» **Material for the task**:
PR #1530, opened 2022-08-19
Arc 1619 make GitHub app id mandatory

gxueatlassian:
**What's in this PR?**
Change many method signature from 

```javascript
someMethod(..., gitHubAppId?: number, ...)
```
to 
```javascript
someMethod(..., gitHubAppId: number | undefined, ...)
```

**Why**
To have more confident in the code that it is doing right thing (passing the gitHubAppId for GHES), I believe making the argument mandatory is better. In deed, I believe some bugs are found in this refactoring. 

In current code base, if the code that intends to support both `cloud` and `GHES`, but forgot the passing the `gitHubAppId`, can still pass the TS checking. I want to ensure that doesn't happen.

So calling bellow will fail
```javascript
Subscriptions.getAllForInstallation(gitHubIntallationId)
```

**Notes**
To ensure catching the bug by refactoring the code without making huge PR or introduce new bugs, I intentionally impl code with following guidelines:
1. First change `gitHubAppId?: number` to `gitHubAppId: number | undefined` by global find&replace
2. Do `tsc --watch` to compile and fix whatever failing the ts check
3. Try NOT to change code behaviour as best as I can (unless it is obvious bug, which is one of the purpose of this PR).
4. DID NOT refactoring any code structure, like merging options, putting the gitHubAppId in a better place, change payload structure to better accommodate the id, fixing any tech debt in the `gitHubServerMiddlware`, etc / blah / blah
5. There're some api routes missing the `gitHubAppId`. I think better way is to introduce it in the `path`, but DID NOT do that because I am afraid it will break the pollinator. Instead make it optional as query string.

**Added feature flags**
N/A

**Affected issues**  
ARC-1619

**How has this been tested?**  
unit test
stage [pollinator and manual: https://bitbucket.org/atlassian/github-for-jira-deployment/pipelines/results/5674]

**Whats Next?**
N/A

### DIFF
--- a/src/jira/client/jira-client.ts
+++ b/src/jira/client/jira-client.ts
@@ -32,8 +32,8 @@ export interface DeploymentsResult {
 export const getJiraClient = async (
 	jiraHost: string,
 	gitHubInstallationId: number,
-	log: Logger = getLogger("jira-client"),
-	gitHubAppId: number | undefined
+	gitHubAppId: number | undefined,
+	log: Logger = getLogger("jira-client")
 ): Promise<any> => {
 	const logger = log.child({ jiraHost, gitHubInstallationId });
 	const installation = await Installation.getForHost(jiraHost);
--- a/src/jira/client/jira-client.ts
+++ b/src/jira/client/jira-client.ts
@@ -33,7 +33,7 @@ export const getJiraClient = async (
 	jiraHost: string,
 	gitHubInstallationId: number,
 	log: Logger = getLogger("jira-client"),
-	gitHubAppId?: number
+	gitHubAppId: number | undefined
 ): Promise<any> => {
 	const logger = log.child({ jiraHost, gitHubInstallationId });
 	const installation = await Installation.getForHost(jiraHost);
--- a/src/routes/api/installation/api-installation-delete.ts
+++ b/src/routes/api/installation/api-installation-delete.ts
@@ -9,7 +9,7 @@ export const ApiInstallationDelete = async (req: Request, res: Response): Promis
 	//TODO: ARC-1619 Maybe need to fix this and put it into the path
 	//Not doing it now as it might break pollinator if it use this api
 	const { gitHubAppIdStr } = req.query;
-	const gitHubAppId = parseInt(gitHubAppIdStr as string) || undefined
+	const gitHubAppId = parseInt(gitHubAppIdStr as string) || undefined;
 
 	if (!jiraHost || !githubInstallationId) {
 		const msg = "Missing Jira Host or Installation ID";
--- a/src/routes/api/installation/api-installation-delete.ts
+++ b/src/routes/api/installation/api-installation-delete.ts
@@ -6,11 +6,6 @@ export const ApiInstallationDelete = async (req: Request, res: Response): Promis
 	const githubInstallationId = req.params.installationId;
 	const jiraHost = req.params.jiraHost;
 
-	//TODO: ARC-1619 Maybe need to fix this and put it into the path
-	//Not doing it now as it might break pollinator if it use this api
-	const { gitHubAppIdStr } = req.query;
-	const gitHubAppId = parseInt(gitHubAppIdStr as string) || undefined;
-
 	if (!jiraHost || !githubInstallationId) {
 		const msg = "Missing Jira Host or Installation ID";
 		req.log.warn({ req, res }, msg);
@@ -21,7 +16,7 @@ export const ApiInstallationDelete = async (req: Request, res: Response): Promis
 	const subscription = await Subscription.getSingleInstallation(
 		jiraHost,
 		Number(githubInstallationId),
-		gitHubAppId
+		undefined
 	);
 
 	if (!subscription) {
@@ -31,7 +26,7 @@ export const ApiInstallationDelete = async (req: Request, res: Response): Promis
 	}
 
 	try {
-		const jiraClient = await getJiraClient(jiraHost, Number(githubInstallationId), req.log, gitHubAppId);
+		const jiraClient = await getJiraClient(jiraHost, Number(githubInstallationId), undefined, req.log);
 		req.log.info({ jiraHost, githubInstallationId }, `Deleting DevInfo`);
 		await jiraClient.devinfo.installation.delete(githubInstallationId);
 		res.status(200).send(`DevInfo deleted for jiraHost: ${jiraHost} githubInstallationId: ${githubInstallationId}`);
--- a/src/routes/api/installation/api-installation-delete.ts
+++ b/src/routes/api/installation/api-installation-delete.ts
@@ -6,6 +6,11 @@ export const ApiInstallationDelete = async (req: Request, res: Response): Promis
 	const githubInstallationId = req.params.installationId;
 	const jiraHost = req.params.jiraHost;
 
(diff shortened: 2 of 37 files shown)


src/routes/github/configuration/github-configuration-get.ts
```diff
@@ -103,15 +103,16 @@ const getInstallationsWithAdmin = async (
...
 };
 
-const removeFailedConnectionsFromDb = async (req: Request, installations: InstallationResults, jiraHost: string): Promise<void> => {
+const removeFailedConnectionsFromDb = async (req: Request, installations: InstallationResults, jiraHost: string, gitHubAppId: number | undefined): Promise<void> => {
 	await Promise.all(installations.rejected
 		// Only uninstall deleted installations
 		.filter(failedInstallation => failedInstallation.deleted)
 		.map(async (failedInstallation) => {
 			try {
 				await Subscription.uninstall({
```
gxueatlassian, line 112: **NOTE**
Potential bug

src/routes/github/subscription/github-subscription-delete.ts
```diff
@@ -38,7 +38,7 @@ export const GithubSubscriptionDelete = async (req: Request, res: Response): Pro
 			return;
 		}
 		try {
-			const subscription = await Subscription.getSingleInstallation(jiraHost, gitHubInstallationId);
```
gxueatlassian, line 41: **NOTE**
Potential bug

src/routes/github/subscription/github-subscription-get.ts
```diff
@@ -26,7 +26,7 @@ export const GithubSubscriptionGet = async (req: Request, res: Response, next: N
 		const { data: installation } = await gitHubAppClient.getInstallation(gitHubInstallationId);
 
 		// get all subscriptions from the database for this installation ID
-		const subscriptions = await Subscription.getAllForInstallation(gitHubInstallationId);
```
gxueatlassian, line 29: **NOTE**
Potential bug

src/transforms/transform-deployment.ts
```diff
@@ -234,7 +234,7 @@ export const transformDeployment = async (githubInstallationClient: GitHubInstal
 	let config: Config | undefined;
 
 	if (await booleanFlag(BooleanFlags.CONFIG_AS_CODE, false, jiraHost)) {
-		const subscription = await Subscription.getSingleInstallation(jiraHost, githubInstallationClient.githubInstallationId.installationId);
```
gxueatlassian, line 237: **NOTE**
Potential bug

src/jira/client/jira-client.ts
```diff
@@ -33,7 +33,7 @@ export const getJiraClient = async (
 	jiraHost: string,
 	gitHubInstallationId: number,
 	log: Logger = getLogger("jira-client"),
-	gitHubAppId?: number
+	gitHubAppId: number | undefined
```
mboudreau, line 36: if you're going to do this change, can you please put the log as being the last parameter?  The log isn't important and you should never have a require parameter _after_ an optional one.

src/routes/api/installation/api-installation-delete.ts
```diff
@@ -6,6 +6,11 @@ export const ApiInstallationDelete = async (req: Request, res: Response): Promis
 	const githubInstallationId = req.params.installationId;
 	const jiraHost = req.params.jiraHost;
 
+	//TODO: ARC-1619 Maybe need to fix this and put it into the path
+	//Not doing it now as it might break pollinator if it use this api
+	const { gitHubAppIdStr } = req.query;
+	const gitHubAppId = parseInt(gitHubAppIdStr as string) || undefined;
```
mboudreau, line 12: isn't gitHubAppIdStr already a string?

src/routes/api/installation/api-installation-delete.ts
```diff
@@ -6,6 +6,11 @@ export const ApiInstallationDelete = async (req: Request, res: Response): Promis
 	const githubInstallationId = req.params.installationId;
 	const jiraHost = req.params.jiraHost;
 
+	//TODO: ARC-1619 Maybe need to fix this and put it into the path
+	//Not doing it now as it might break pollinator if it use this api
+	const { gitHubAppIdStr } = req.query;
```
mboudreau, line 11: is the value set in the query actually `gitHubAppIdStr`?  We shouldn't be using query for entity information as it breaks the REST conventions - it should be part of the url params.

mboudreau: also, why is this needed in the API?  It's kinda outside the scope of this PR

src/routes/jira/jira-get.ts
```diff
@@ -49,7 +49,7 @@ const mapSyncStatus = (syncStatus: SyncStatus = SyncStatus.PENDING): string => {
 	}
 };
 
-export const getInstallations = async (subscriptions: Subscription[], log: Logger, gitHubAppId?: number): Promise<InstallationResults> => {
+export const getInstallations = async (subscriptions: Subscription[], log: Logger, gitHubAppId: number | undefined): Promise<InstallationResults> => {
```
mboudreau, line 52: `gitHubAppId` should be before logger

src/routes/api/installation/api-installation-delete.ts
gxueatlassian: Got this 
image

src/routes/jira/jira-get.ts
gxueatlassian: The refactor on this arg position, in this case, is not purpose of this PR, in this line, it merely change the `?`

src/jira/client/jira-client.ts
gxueatlassian: fixed.

src/routes/api/installation/api-installation-delete.ts
gxueatlassian: Actually I've remove/revert the api changes here. Created new ticket to tackle that ARC-1622

src/routes/jira/jira-get.ts
mboudreau: The reason for this PR is to make something mandatory, as such, I'd expect you'd use the proper coding conventions when doing so.

gxueatlassian: fixed. please review.

src/routes/github/subscription/github-subscription-delete.ts
mboudreau: why?

gxueatlassian: I mean before change, it is a bug. After change, it should be fine.

test/setup/setup.ts
```diff
@@ -130,6 +130,7 @@ beforeAll(async () => {
 });
 
 const globalGitHubAppConfig = {
+	gitHubAppId: -1, //TODO: ARC-1619, this value is not known yet.
```
mboudreau, line 133: shouldn't this be `undefined`?

gxueatlassian: I've removed `globalGitHubAppConfig` completely, it is not being used at all. And from the value itself, I can't tell whether it is a cloud config or a ghe config. So remove it.

mboudreau (approved):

» **Task prompt**: The expected result is every line from the material above that includes "mboudreau".

» **Response area**:
mboudreau, line 36: if you're going to do this change, can you please put the log as being the last parameter?  The log isn't important and you should never have a require parameter _after_ an optional one.
mboudreau, line 12: isn't gitHubAppIdStr already a string?
mboudreau, line 11: is the value set in the query actually `gitHubAppIdStr`?  We shouldn't be using query for entity information as it breaks the REST conventions - it should be part of the url params.
mboudreau: also, why is this needed in the API?  It's kinda outside the scope of this PR
mboudreau, line 52: `gitHubAppId` should be before logger
mboudreau: The reason for this PR is to make something mandatory, as such, I'd expect you'd use the proper coding conventions when doing so.
mboudreau: why?
mboudreau, line 133: shouldn't this be `undefined`?
mboudreau (approved):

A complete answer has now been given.